* Exercise aim: Where in the data below does the word "whether" appear? Copy every line that has it.

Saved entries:

· · · · · · ·

PR #33390, opened 2023-09-28
Frontend email nag for custom domain 

vykes-mac:
Fixes https://github.com/Automattic/dotcom-forge/issues/3950

## Proposed changes:

* Show a frontend email nag for users with unverified email address of a custom domain
* 
image

### Other information:

- [ ] Have you written new tests for your changes, if applicable?
- [ ] Have you checked the E2E test CI results, and verified that your changes do not break them?
- [ ] Have you tested your changes on WordPress.com, if applicable (if so, you'll see a generated comment below with a script to run)?

## Testing instructions:

* Patch your sandbox using `bin/jetpack-downloader test jetpack-mu-wpcom-plugin add/domains-email-nag`
* Buy a domain with an account that has an unverified email address and map domain to a site
* Go to sites frontend while logged in and confirm you see a nag.
* Confirm clicking `Fix` takes you to /me/account

PR #33855, opened 2023-10-30
Internal release: record stat to track how often unverified domain email nag is shown

mpkelly:
Fixes n/a
Related https://github.com/Automattic/jetpack/pull/33390

## Proposed changes:

* Record a stat for how many times email nag added in https://github.com/Automattic/jetpack/pull/33390 is displayed

### Other information:

## Testing instructions:

* Apply the patch to your sandbox as per this comment https://github.com/Automattic/jetpack/pull/33855#issuecomment-1785044907
* Sandbox the wordpress.com subdomain for your site. 
* Follow the test plan here to get a site with an unverified email https://github.com/Automattic/wp-calypso/pull/83597
* Go to the site's front end and confirm a nah is shown. Check bump stat `wpcom_frontend_unverified_domain_email_nag_shown` and see that the stat has increased (there might be a delay)
* Is the stat name I used appropriate?

### DIFF
--- a/projects/packages/jetpack-mu-wpcom/src/features/domain-email-nag/domain-email-nag.php
+++ b/projects/packages/jetpack-mu-wpcom/src/features/domain-email-nag/domain-email-nag.php
@@ -50,20 +50,6 @@ function get_domain_with_unverified_email() {
 }
 
 /**
- * Bump the MC stat for wpcom-domain-email-nag-shown.
- *
- * @param string $domain the domain to bump the stat for.
- */
-function bump_mc_stats( $domain ) {
-	$pixel_url = sprintf(
-		'http://pixel.wp.com/g.gif?v=wpcom-no-pv&x_%s=%s',
-		'wpcom-domain-email-nag-shown',
-		$domain
-	);
-	wp_remote_get( $pixel_url );
-}
-
-/**
  * Decides whether to render to the email nag.
  */
 function domain_email_nag() {
@@ -77,7 +63,11 @@ function domain_email_nag() {
 		return;
 	}
 
-	bump_mc_stats( $domain );
+	$pixel_url = sprintf(
+		'http://pixel.wp.com/g.gif?v=wpcom-no-pv&x_%s=%s',
+		'wpcom_frontend_unverified_domain_email_nag_shown',
+		$domain
+	);
 
 	wp_enqueue_style( 'wpcom-domain-email-nag-style', plugins_url( 'domain-nag.style.css', __FILE__ ), array(), Jetpack_Mu_Wpcom::PACKAGE_VERSION );
 
@@ -89,11 +79,12 @@ function domain_email_nag() {
 
 	?>
 	<div class="wp-domain-nag-sticky-message">
+		<img src="<?php echo esc_url( $pixel_url ); ?>" alt="" style="display:none;" />
 		<div class="wp-domain-nag-inner">
 			<p class="wp-domain-nag-text"><?php echo wp_kses( $notice, array( 'strong' => array() ) ); ?></p>
 			<a class="button" href="<?php echo esc_url( get_account_url() ); ?>"><?php esc_html_e( 'Fix', 'jetpack-mu-wpcom' ); ?></a>
 		</div>
-	</div>	
+	</div>
 	<?php
 }
 add_action( 'wp_footer', __NAMESPACE__ . '\domain_email_nag' );
--- a/projects/packages/jetpack-mu-wpcom/src/features/domain-email-nag/domain-email-nag.php
+++ b/projects/packages/jetpack-mu-wpcom/src/features/domain-email-nag/domain-email-nag.php
@@ -65,8 +65,8 @@ function domain_email_nag() {
 
 	$pixel_url = sprintf(
 		'http://pixel.wp.com/b.gif?v=wpcom-no-pv&x_%s=%s',
-		'wpcom_frontend_unverified_domain_email_nag_shown',
-		$domain
+		'wpcom_frontend_unverified_domain_email_nag',
+		'shown'
 	);
 
 	wp_enqueue_style( 'wpcom-domain-email-nag-style', plugins_url( 'domain-nag.style.css', __FILE__ ), array(), Jetpack_Mu_Wpcom::PACKAGE_VERSION );
--- a/projects/packages/jetpack-mu-wpcom/src/features/domain-email-nag/domain-email-nag.php
+++ b/projects/packages/jetpack-mu-wpcom/src/features/domain-email-nag/domain-email-nag.php
@@ -63,6 +63,8 @@ function domain_email_nag() {
 		return;
 	}
 
+	bump_stats_extras( 'wpcom-domain-email-nag-shown', $domain );
+
 	wp_enqueue_style( 'wpcom-domain-email-nag-style', plugins_url( 'domain-nag.style.css', __FILE__ ), array(), Jetpack_Mu_Wpcom::PACKAGE_VERSION );
 
 	$notice = sprintf(
@@ -77,7 +79,7 @@ function domain_email_nag() {
 			<p class="wp-domain-nag-text"><?php echo wp_kses( $notice, array( 'strong' => array() ) ); ?></p>
 			<a class="button" href="<?php echo esc_url( get_account_url() ); ?>"><?php esc_html_e( 'Fix', 'jetpack-mu-wpcom' ); ?></a>
 		</div>
-	</div>
+	</div>	
 	<?php
 }
 add_action( 'wp_footer', __NAMESPACE__ . '\domain_email_nag' );
--- a/projects/packages/jetpack-mu-wpcom/src/features/domain-email-nag/domain-email-nag.php
+++ b/projects/packages/jetpack-mu-wpcom/src/features/domain-email-nag/domain-email-nag.php
@@ -44,7 +44,7 @@ function get_domain() {
  */
 function is_custom_domain() {
 	$domain = get_domain();
-	return ! str_ends_with( $domain, 'wpcomstaging.com' ) && ! str_ends_with( $domain, 'wordpress.com' );
+	return ! str_ends_with( $domain, '.wpcomstaging.com' ) && ! str_ends_with( $domain, '.wordpress.com' );
 }
 
 /**
--- a/projects/packages/jetpack-mu-wpcom/src/features/domain-email-nag/domain-email-nag.php
+++ b/projects/packages/jetpack-mu-wpcom/src/features/domain-email-nag/domain-email-nag.php
@@ -57,32 +57,34 @@ function domain_email_nag() {
 
 	wp_enqueue_style( 'wpcom-domain-email-nag-style', plugins_url( 'domain-nag.style.css', __FILE__ ), array(), Jetpack_Mu_Wpcom::PACKAGE_VERSION );
 
-	$blog_id = Jetpack_Options::get_option( 'id' );
+	$blog_id = \Jetpack_Options::get_option( 'id' );
 
-	wc_enqueue_js(
-		sprintf(
-			"
-			const base = 'https://public-api.wordpress.com';
-			const path = '/v1/domains/%d/is-domain-email-unverified';
-			
-			fetch(base + path).then(function (result) {
-				if (result) {
-					result.json().then(function (body) {
-						if (body.unverified) {
-							const nag = document.querySelector('.wp-domain-nag-sticky-message');
-							if (nag) {
-								nag.style.display = 'block';
-								const statUrl =
-									'http://pixel.wp.com/b.gif?v=wpcom-no-pv&x_wpcom_frontend_unverified_domain_email_nag=shown';
-								fetch(statUrl);
-							}
+	if ( ! filter_var( $blog_id, FILTER_VALIDATE_INT ) ) {
+		return;
+	}
+
+	$script = sprintf(
+		"
+		const base = 'https://public-api.wordpress.com';
+		const path = '/v1/domains/%d/is-domain-email-unverified';
+		
+		fetch(base + path).then(function (result) {
+			if (result) {
+				result.json().then(function (body) {
+					if (body.unverified) {
+						const nag = document.querySelector('.wp-domain-nag-sticky-message');
+						if (nag) {
+							nag.style.display = 'block';
+							const statUrl =
+								'http://pixel.wp.com/b.gif?v=wpcom-no-pv&x_wpcom_frontend_unverified_domain_email_nag=shown';
+							fetch(statUrl);
 						}
-					});
-				}
-			});
-		",
-			$blog_id
-		)
+					}
+				});
+			}
+		});
+	",
+		$blog_id
 	);
 
 	$domain = get_domain();
@@ -100,6 +102,7 @@ function domain_email_nag() {
 			<a class="button" href="<?php echo esc_url( get_account_url() ); ?>"><?php esc_html_e( 'Fix', 'jetpack-mu-wpcom' ); ?></a>
 		</div>
 	</div>
+	<script><?php echo esc_js( $script ); ?></script>
 	<?php
 }
 add_action( 'wp_footer', __NAMESPACE__ . '\domain_email_nag' );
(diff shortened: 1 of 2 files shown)


projects/packages/jetpack-mu-wpcom/src/features/domain-email-nag/domain-email-nag.php
```diff
@@ -49,6 +49,20 @@ function get_domain_with_unverified_email() {
...
+ *
+ * @param string $domain the domain to bump the stat for.
+ */
+function bump_mc_stats( $domain ) {
+	$pixel_url = sprintf(
+		'http://pixel.wp.com/g.gif?v=wpcom-no-pv&x_%s=%s',
+		'wpcom-domain-email-nag-shown',
+		$domain
+	);
+	wp_remote_get( $pixel_url );
```
danielbachhuber: `wp_remote_get()` is blocking and will slow down the request. Could we display the pixel instead?

mpkelly: I will switch to rendering an image instead. Thanks!

projects/packages/jetpack-mu-wpcom/src/features/domain-email-nag/domain-email-nag.php
```diff
@@ -49,6 +49,20 @@ function get_domain_with_unverified_email() {
...
 
+/**
+ * Bump the MC stat for wpcom-domain-email-nag-shown.
+ *
+ * @param string $domain the domain to bump the stat for.
+ */
+function bump_mc_stats( $domain ) {
+	$pixel_url = sprintf(
+		'http://pixel.wp.com/g.gif?v=wpcom-no-pv&x_%s=%s',
+		'wpcom-domain-email-nag-shown',
```
p-jackson: I think we need to use pascal_case instead of kebab-case. Pretty sure invalid names get filtered out.
PCYsg-4S2-p2

projects/packages/jetpack-mu-wpcom/src/features/domain-email-nag/domain-email-nag.php
```diff
@@ -77,7 +93,7 @@ function domain_email_nag() {
 			<p class="wp-domain-nag-text"><?php echo wp_kses( $notice, array( 'strong' => array() ) ); ?></p>
 			<a class="button" href="<?php echo esc_url( get_account_url() ); ?>"><?php esc_html_e( 'Fix', 'jetpack-mu-wpcom' ); ?></a>
 		</div>
-	</div>
+	</div>
```
p-jackson: whitespace nitpick

projects/packages/jetpack-mu-wpcom/src/features/domain-email-nag/domain-email-nag.php
p-jackson: Maybe this?
`wpcom_frontend_unverified_domain_email_nag_shown`

I like saying frontend because it wasn't initially clear to me what context the nag was shown in.

p-jackson (commented):
Made some notes but I wasn't able to test this unfortunately.
I have an unverified email, and I can see the unverified domain email banner in the Calypso sidebar, but after sandboxing the frontend and applying this diff to my sandbox, I saw no banner 😕

mpkelly:
> * Sandbox the wordpress.com subdomain for your site.

@p-jackson, did you do this part? It would mean an entry in your `/etc/hosts` like `192.0.94.44 testname.wordpress.com`

projects/packages/jetpack-mu-wpcom/src/features/domain-email-nag/domain-email-nag.php
```diff
@@ -63,6 +63,12 @@ function domain_email_nag() {
 		return;
 	}
 
+	$pixel_url = sprintf(
+		'http://pixel.wp.com/g.gif?v=wpcom-no-pv&x_%s=%s',
```
p-jackson: I prefer using `b.gif` which does the same thing but renders a transparent pixel rather than a smiley face. I'm always paranoid that there'll be some error that causes the image to appear really big or something, and the smiley face would feel inappropriate then 😅 that's me being paranoid though.

I'm not seeing any of these stats appear in MC yet. I would have thought I'd see something from testing (even if I personally have only just managed to get the nag showing).

Maybe that's because we need to change the URL to something like. `&x_wpcom_frontend_unverified_domain_email_nag=shown`, with an equals in there. I don't see why the group and event name can't be the same. But maybe it can't and I just remembered that this way of doing things (separating out the verb into a separate name) is more common. So maybe it's required or something.

p-jackson (commented):
I was able to figure it out why I wasn't seeing the nag. It's because `class_exists( 'Domain_Management' )` returns `false` for me.

I can see why. `Domain_Management` is defined in `admin-plugins`, and admin plugins are only loaded when in the admin view. We're rendering the front end here and so I'd totally expect this class not to exist.

I tested the stat by requiring the `Domain_Management` code on my sandbox and I got the nag appearing. But I don't think it's good to do that in production. We keep front end rendering performant by not loading all the code, and who knows what spaghetti would get included if we started to require it.

I'll merge this once I see the event working in MC. But I think we'll need a follow up which finds a way to get icann info on the front end. Maybe it'll be ok as long as we only load code when we know it's the owner who's logged in 🤔

p-jackson (dismissed):
I discovered a way to test this change.

I've made some changes to use `b.gif` instead of `g.gif` and also anonymised the bump stat. I actually wonder whether using the domain as the event name might have caused issues with the URL not being encoded correctly.

projects/packages/jetpack-mu-wpcom/src/features/domain-email-nag/domain-email-nag.php
mpkelly: TIL. Thanks for this change.

mpkelly:
> I discovered a way to test this change.
> 

I am just testing it now and no longer see the banner. I can't see why, but I will take a closer look tomorrow. 

Edit. Been a long day. There is a discussion on Slack about removing the dependency on `Domain_Management` which I think should make this banner show consistently.

mpkelly:
I've updated this but haven't tested it yet. I will do that tomorrow (8th)

projects/packages/jetpack-mu-wpcom/src/features/domain-email-nag/domain-email-nag.php
```diff
@@ -32,47 +32,69 @@ function get_account_url() {
...
 		return;
 	}
 
-	$domain = get_domain_with_unverified_email();
+	wp_enqueue_style( 'wpcom-domain-email-nag-style', plugins_url( 'domain-nag.style.css', __FILE__ ), array(), Jetpack_Mu_Wpcom::PACKAGE_VERSION );
 
-	if ( ! $domain ) {
-		return;
-	}
+	$blog_id = Jetpack_Options::get_option( 'id' );
```
p-jackson: This one's causing an error on the front end
CleanShot 2023-11-09 at 20 10 55@2x

I bet it's a missing namespace.

projects/packages/jetpack-mu-wpcom/src/features/domain-email-nag/domain-email-nag.php
```diff
@@ -32,47 +32,69 @@ function get_account_url() {
...
-	foreach ( $domains as $domain ) {
-		if ( $domain['is_pending_icann_verification'] === true ) {
-			return $domain['domain'];
-		}
-	}
-	return false;
+/**
+ * Checks if the site is using a custom domain.
+ */
+function is_custom_domain() {
```
p-jackson, line 45: This `is_custom_domain` check means we'll only perform the check if the primary domain is custom. I found myself in a situation where my primary address was `*.wordpress.com` but I have a secondary domain which is custom. This check means I don't see the nag even though the API is supposed to be checking all my domains, not just the primary one.

I like the optimisation of trying to only enqueue the nag code when it's necessary, but I don't think we enough information here 🧐

projects/packages/jetpack-mu-wpcom/src/features/domain-email-nag/domain-email-nag.php
```diff
@@ -32,47 +32,69 @@ function get_account_url() {
...
+	$domain = get_domain();
+	return ! str_ends_with( $domain, 'wpcomstaging.com' ) && ! str_ends_with( $domain, 'wordpress.com' );
```
p-jackson:
```suggestion
	return ! str_ends_with( $domain, '.wpcomstaging.com' ) && ! str_ends_with( $domain, '.wordpress.com' );
```

We should have the extra dots in the substring check. Otherwise it'll return `false` if the user does something clever like register the `my-special-domain-wordpress.com` domain.

The security workshop has made me paranoid 😅

projects/packages/jetpack-mu-wpcom/src/features/domain-email-nag/domain-email-nag.php
```diff
@@ -32,47 +32,69 @@ function get_account_url() {
...
-	$domain = get_domain_with_unverified_email();
+	wp_enqueue_style( 'wpcom-domain-email-nag-style', plugins_url( 'domain-nag.style.css', __FILE__ ), array(), Jetpack_Mu_Wpcom::PACKAGE_VERSION );
 
-	if ( ! $domain ) {
-		return;
-	}
+	$blog_id = Jetpack_Options::get_option( 'id' );
 
-	wp_enqueue_style( 'wpcom-domain-email-nag-style', plugins_url( 'domain-nag.style.css', __FILE__ ), array(), Jetpack_Mu_Wpcom::PACKAGE_VERSION );
+	wc_enqueue_js(
```
p-jackson: `wc_enqueue_js` is defined in Woo so pretty sure we can't use it here.

`wc_enqueue_js` does its magic by subscribing to the `wp_footer` action and then echoing out the `<script>` tag. We can probably just do that ourselves.

projects/packages/jetpack-mu-wpcom/src/features/domain-email-nag/domain-email-nag.php
```diff
@@ -32,47 +32,69 @@ function get_account_url() {
...
+								const statUrl =
+									'http://pixel.wp.com/b.gif?v=wpcom-no-pv&x_wpcom_frontend_unverified_domain_email_nag=shown';
+								fetch(statUrl);
+							}
+						}
+					});
+				}
+			});
+		",
+			$blog_id
```
p-jackson: Seeing the variable injected directly into a JavaScript string made me feel nervous. Even though I'm not sure how a user could spoof it. Could we do something like this to be extra paranoid?

```
filter_var( $blog_id, FILTER_VALIDATE_INT )
```

There might also be a core WP function for this sort of thing.

projects/packages/jetpack-mu-wpcom/src/features/domain-email-nag/domain-email-nag.php
```diff
@@ -32,47 +32,69 @@ function get_account_url() {
...
-		return;
-	}
+	$blog_id = Jetpack_Options::get_option( 'id' );
 
-	wp_enqueue_style( 'wpcom-domain-email-nag-style', plugins_url( 'domain-nag.style.css', __FILE__ ), array(), Jetpack_Mu_Wpcom::PACKAGE_VERSION );
+	wc_enqueue_js(
+		sprintf(
+			"
+			const base = 'https://public-api.wordpress.com';
+			const path = '/v1/domains/%s/is-domain-email-unverified';
```
p-jackson: Similar to the above suggestion, maybe it's enough to do this?

```suggestion
			const path = '/v1/domains/%d/is-domain-email-unverified';
```

But I worry that it'll throw an error at runtime instead of fail silently.

p-jackson (commented):
Made some notes below. Also making a note that we should make sure to check this on atomic too before deploying. It's in the mu plugin so it runs on atomic too.

Another idea, probably for another diff, but I saw this UI in the launcher header (I'm not sure what we call it). Maybe this'd be a more attractive place for the nag to appear?

CleanShot 2023-11-09 at 19 58 42@2x

projects/packages/jetpack-mu-wpcom/src/features/domain-email-nag/domain-email-nag.php
mpkelly: Thanks for that. I will just use a script tag.

projects/packages/jetpack-mu-wpcom/src/features/domain-email-nag/domain-email-nag.php
mpkelly: Yeah, I would still prefer this as doing an API call every time the user is on the home feels too expensive to me, and I think most people will use their custom domain instead of ours.

projects/packages/jetpack-mu-wpcom/src/features/domain-email-nag/domain-email-nag.php
mpkelly: I still prefer this as doing an API call every time the user is on the home feels too expensive to me, and I think most people will use their custom domain instead of ours.

mpkelly:
It's been a bit of a fight but this is getting closer. I had to make some local modifications when testing because I am using a test store domain and these don't get included in the API response. I will need to buy a real domain to test this before merging. Still need to test on Atomic too. I also ran into a permission issue so need to debug the backend diff. 

image

projects/packages/jetpack-mu-wpcom/src/features/domain-email-nag/domain-email-nag.php
p-jackson: I guess if they're still using `.wordpress.com` as their primary address it's not as pressing an issue to verify their domain email. It won't break their site to the same extent.

projects/packages/jetpack-mu-wpcom/src/features/domain-email-nag/domain-email-nag.php
```diff
@@ -32,52 +32,80 @@ function get_account_url() {
...
+						}
+					}
+				});
+			}
+		});
+EOD;
+
+	$script = sprintf(
+		$script,
+		$blog_id
```
p-jackson, line 90: Just a heads up that this `$blog_id` value hasn't been run through the `filter_var` function.

projects/packages/jetpack-mu-wpcom/src/features/domain-email-nag/domain-email-nag.php
```diff
@@ -32,52 +32,80 @@ function get_account_url() {
...
 
 	?>
-	<div class="wp-domain-nag-sticky-message">
+	<div class="wp-domain-nag-sticky-message" style="display:none;">
 		<div class="wp-domain-nag-inner">
 			<p class="wp-domain-nag-text"><?php echo wp_kses( $notice, array( 'strong' => array() ) ); ?></p>
 			<a class="button" href="<?php echo esc_url( get_account_url() ); ?>"><?php esc_html_e( 'Fix', 'jetpack-mu-wpcom' ); ?></a>
 		</div>
 	</div>
+	<script><?php echo $script; // phpcs:ignore -- output generated on server ?></script>
```
p-jackson, line 108: I like this. Sticking a `<script>` right here is just simpler. I think we can add the `defer` attribute so the JS isn't render blocking and it behaves more like the script appearing in the footer.

projects/packages/jetpack-mu-wpcom/src/features/domain-email-nag/domain-email-nag.php
mpkelly: The way I did it was to return early if it is not a valid `int`. Should be ok like this?

mpkelly:
I'm getting a 403 now, so will need to send over a token with the request. Otherwise, I think this is ready.

projects/packages/jetpack-mu-wpcom/src/features/domain-email-nag/domain-email-nag.php
p-jackson: Oh I see your right. For some reason I remember `filter_var()` always returning a valid int even if you passed it garbage. But it actually returns `false`, so this is fine.

mpkelly:
This proved quite challenging and has performance implications for all sites with custom domains, so we figured it was not worth it. Closing.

· · · · · · ·

* Your response:
  * Decides whether to render to the email nag.
I've made some changes to use `b.gif` instead of `g.gif` and also anonymised the bump stat. I actually wonder whether using the domain as the event name might have caused issues with the URL not being encoded correctly.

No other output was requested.